• ASSIGNMENT
Your reply should consist of one number: how many lines below contain "AbdBarho".

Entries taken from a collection
++++++++++

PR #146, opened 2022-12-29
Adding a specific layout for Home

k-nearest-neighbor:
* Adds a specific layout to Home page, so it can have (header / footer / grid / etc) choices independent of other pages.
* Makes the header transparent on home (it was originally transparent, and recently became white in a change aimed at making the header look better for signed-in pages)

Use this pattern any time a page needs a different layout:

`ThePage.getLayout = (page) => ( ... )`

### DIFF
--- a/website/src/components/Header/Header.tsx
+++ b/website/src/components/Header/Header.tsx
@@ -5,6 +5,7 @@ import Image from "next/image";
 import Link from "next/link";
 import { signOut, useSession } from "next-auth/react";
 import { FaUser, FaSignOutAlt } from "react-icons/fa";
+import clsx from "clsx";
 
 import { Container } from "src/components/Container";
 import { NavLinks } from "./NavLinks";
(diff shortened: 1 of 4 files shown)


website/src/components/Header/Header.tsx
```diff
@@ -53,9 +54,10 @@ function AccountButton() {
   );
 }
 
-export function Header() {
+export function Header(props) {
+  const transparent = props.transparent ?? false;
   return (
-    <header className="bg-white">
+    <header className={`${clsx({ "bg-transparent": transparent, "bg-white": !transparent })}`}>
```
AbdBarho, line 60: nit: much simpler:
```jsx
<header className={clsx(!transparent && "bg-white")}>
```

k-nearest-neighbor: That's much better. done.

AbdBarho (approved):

++++++++++

• WRITTEN RESPONSE
2